A project that tests and measures the effect of a treatment or prevention approach in a ‘real world’ setting. Usually done after clinical trials have shown that the intervention is efficacious, but while there are outstanding questions about how it can be best implemented.

open-label

A clinical trial where both the researcher and participants know who is taking the experimental treatment. 

In the study presented at ASM Microbe, Scott McCallister and colleagues of Gilead Sciences did an analysis of HIV seroconversion rates in various studies and demonstration projects of PrEP use in diverse populations, comparing them to rates in clinical trials.

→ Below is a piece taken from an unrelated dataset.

PR #6562, opened 2016-02-11
fixes avatar urls, now they can point to an absolute url or a local url.

javisantana:
- this change requires to modify product chef script so base_url contains a "//" at the begging, rails no longer gets the url as a absolute one cc @santisaez @azamorano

Seroconversion rates in carefully managed clinical studies have ranged from 0.9 and 1.2 per 100 person-years (PY) among gay and bisexual men in the French Ipergay and UK PROUD studies; 2.2 per 100 PY among gay and bisexual men and transgender women in the international iPrEx trial; 0.5 and 1.2 per 100 PY among serodiscordant couples and heterosexual men and women in the Partners PrEP and TDF2 studies; and up to 4.7 per 100 PY among African women in the Fem-PrEP and VOICE trials, the researchers noted as background.

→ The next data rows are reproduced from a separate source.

PR #6568, opened 2016-02-11
Stack layout component

### LINKED ISSUE #6548: Create stack-layout component
In order to create the first approach to the hierarchy of the new editor.

xavijam:
stack-layout

Implemented the stack layout component (version 1, no animation yet) and applied for the current editor3 layout.

Fixes #6548.
CR: @javierarce @viddo (men in pair programming, men in double code reviewing).


lib/assets/javascripts/cartodb3/editor/editor-widget-view.js
```diff
@@ -11,12 +10,18 @@ module.exports = cdb.core.View.extend({
...
     'click .js-remove': '_onRemove',
-    'click .js-edit': '_onEdit'
+    'click': '_onEdit'
   },
 
   initialize: function (opts) {
-    if (!opts.tableModel) throw new Error('tableModel is required');
-    this._tableModel = opts.tableModel;
+    if (!opts.tableModel) {
+      throw new Error('Table model should be provided');
```
javierarce: minor stuff, we are using this kind of error messages already:

`throw new Error('tableModel should be provided');`

ditto for `nextStackItem`

xavijam: Changed :dancer:

viddo:
- Extract the state logic from the the stack layout view to a view model.
- StackLayoutView to listen to `change:position` events on the view model, and clean/render view(s) accordingly (i.e. the `gotoPrev/NextStep` logic of removing/creating views can stay in the view)
- …with these changes, we can pass the `viewModel` when creating a stack item instead of individual closures, which now have the semantic methods on the view model i.e.
```js
// …
{
  createStackItemView: function(stackViewModel) {
    // since first only can go fwd:
     stackViewModel.gotoNext();
  },
  createStackItemView: function(stackViewModel) {
   // since in the middle can go both back and fwd
    stackViewModel.gotoPrev();
    stackViewModel.gotoNext();
  },
  createStackItemView: function(stackViewModel) {
    // Last step, can only do:
    stackViewModel.gotoNext()
  }}
```
- The template should not be necessary, going prev/next could/should be translated into `this.$el.append(stackItemView.el)` or `this.$el.append(stackItemView.el)` depending on direction. The markup/style will depend on the context and as such should be implementing by the individual stack item views.

xavijam:
What do you think now?

lib/assets/javascripts/cartodb3/components/stack-layout/stack-layout-model.js
```diff
@@ -0,0 +1,53 @@
...
+
+    if (nextPos >= stackLayoutItemsSize) {
+      throw new Error('There is no ' + nextPos + ' stack view in the collection');
+    } else {
+      this.set({
+        position: nextPos
+      }, {
+        silent: true
+      });
+      this.trigger('change:position', arguments);
```
viddo: Considering `change:attr` is a standard backbone thing I would find it very surprising that the params to the callback to not match the standard [`(model, newVal, options)`](http://backbonejs.org/#Events-catalog), instead I'd suggest to either…
```js
// …use a completely different, custom event, e.g.:
model.on('positionChanged', function(position, customArgs) {
//…

// or pass as after the default args: 
model.on('change:position', function(m, newPosition, options, customArgs) {
//…
```

lib/assets/javascripts/cartodb3/editor.js
```diff
@@ -74,6 +81,34 @@ var userModel = new User(userData, {
   tablesCollection: tablesCollection
 });
 
+// Setup root view
+// TODO for now we only render widgets, but at some point this should be "wrapped" by a EditorView
+this.collection = new Backbone.Collection([
+  {
+    createStackView: function (stackLayoutModel, opts) {
+      return new EditorWidgetsView({
+        nextStackItem: stackLayoutModel.nextStep,
```
viddo: why not pass the stackLayoutModel directly to the view? so the view internally calls `stackLayoutModel.nextStep(a,b,c)`, which would also remove the need to bind the functions to a certain scope ahead of time (like done using the _.bindAll in the model right now).

viddo:
a part from the minor comments :shipit:

lib/assets/javascripts/cartodb3/components/stack-layout/stack-layout-model.js
xavijam: Better custom event, :+1:.

lib/assets/javascripts/cartodb3/editor.js
xavijam: yep, makes sense, implemented.

xavijam:
I hope this is the final change :fingers_crossed:.

xavijam:
Frontend tests passed, looks ok now @javierarce @viddo?

javierarce:
:ok_hand: fine for me

lib/assets/javascripts/cartodb3/editor/editor-widget-view.js
```diff
@@ -28,11 +30,7 @@ module.exports = cdb.core.View.extend({
   },
 
   _onEdit: function () {
-    var view = new WidgetsFormContentView({
-      widgetDefinitionModel: this.model,
-      tableModel: this._tableModel
-    });
-    this.$el.append(view.render().$el);
+    this.stackLayoutModel && this.stackLayoutModel.nextStep(this.model, this.tableModel);
```
viddo: Why not have `this.stackLayoutModel.nextStep(this.model, this.tableModel);`? The spec is currently passing because it's not testing this, and passing an arg that's not used (`nextStackItem`).

xavijam: Totally agree, fixing it. No more checks that `stackLayoutModel` exists, thanks.

xavijam: Fixed the thing, thanks again!

xavijam:
Waiting for tests, but I feel this is a good one, @javierarce @viddo?

viddo:
:shipit:

xavijam:
There was conflicts with master, waiting for frontend tests and I'll merge it.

This analysis included a total of 8478 participants who received open-label (not blinded) once-daily Truvada PrEP in 32 studies and demonstration projects in 16 countries; people in deferred or observation-only control arms were excluded. Altogether they contributed a total of 7061 cumulative person-years of tenofovir/emtricitabine exposure.

Most of these studies (19) were conducted in North America, followed by Africa (9), Europe (3), Asia (2), Australia (2), and South America (2). A majority (28) included men who have sex with men and 23 also included transgender women, with fewer studies including heterosexual women (12), heterosexual men (5), serodiscordant couples (6) and adolescents (1). All but two were conducted after the US Food and Drug Administration approved tenofovir/emtricitabine for PrEP in July 2012.

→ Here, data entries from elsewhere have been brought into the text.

PR #6574, opened 2016-02-11
Adds prerequisite checks to allow/disallow changing widget types

### LINKED ISSUE #6563: Add prerequisite checks to allow/disallow changing widget types
Time-series widget requires at least one date column to work. If prerequisites are not met the type should not be available/displayed in the carousel selector.

TODOs
- [x] time-series type: only available for table if there is at least one date column
- [x] formula: only allow selecting columns of type integer

javierarce:
Fixes #6563


javierarce:
cc: @xavijam

xavijam:
Fine by me ;)

PR #6578, opened 2016-02-12
Make non-number columns not be selectable on histogram widget type

### LINKED ISSUE #6577: Non-number columns should not be selectable on histogram widget type
Right now we offer _all_ columns in the table. Non-number columns (e.g. date, string) columns won't work with a histogram, so should not be available in the column select.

A total of 67 HIV seroconversions occurred among people taking once-daily Truvada during the studies, for a rate of 0.95 per 100 PY (95% CI 0.74-1.21).

The average age of seroconverters was 25 years. The highest seroconversion rate – 7.7 per 100 PY – was seen in a study of young gay and bi men, ages 18-25.

Categorised by sex/gender, the studies included 7002 men, 1378 women and 76 transgender people. Of these, 64 gay men, two non-trans heterosexual women and one transgender woman became HIV-positive, resulting in seroconversion rates of 1.03, 0.25 and 2.07 per 100 PY, respectively.

Twenty-five seroconverters were black, 14 were white, one was Asian, 23 were of mixed race and four were not categorised. The largest number of new infections (29) occurred in the US, with 18 in Peru and five or fewer in all the other included countries.

A majority of projects (17) – with a combined total of 2467 participants and 1315 person-years of exposure – saw no new infections. Nine projects (4230 participants; 3801 person-years of exposure) had seroconversion rates of 0.1 to 1.5 per 100 PY, while six projects (1781 participants; 141 person-years of exposure) had rates above 1.5 per 100 PY.

Of the 67 seroconversions, six happened during the post-treatment phase of the projects – when participants were no longer taking Truvada.

Dried blood spots were used to measure levels of tenofovir diphosphate (the active form of the drug) in red blood cells, as an indicator of adherence; these were available for 32 seroconverters. Among them, 17 had tenofovir diphosphate levels below the limit of quantification, while 14 had levels suggesting they took less than two Truvada tablets a week.

The overall seroconversion rate of 0.95 per 100 person-years in these studies and demonstration projects "compares favourably with rates in controlled clinical trials," the researchers concluded, and they said the low seroconversion rate of 0.25 per 100 person years among women is "encouraging".

"Available intracellular data demonstrates undetectable or very low [tenofovir diphosphate] levels in nearly all of those with seroconversion," they added.

References

McCallister S et al. HIV-1 seroconversion across 17 international demonstration projects with pre- exposure prophylaxis (prep) with oral emtricitabine/tenofovir disoproxil fumarate (FTC/TDF). ASM Microbe, 2016. View abstract.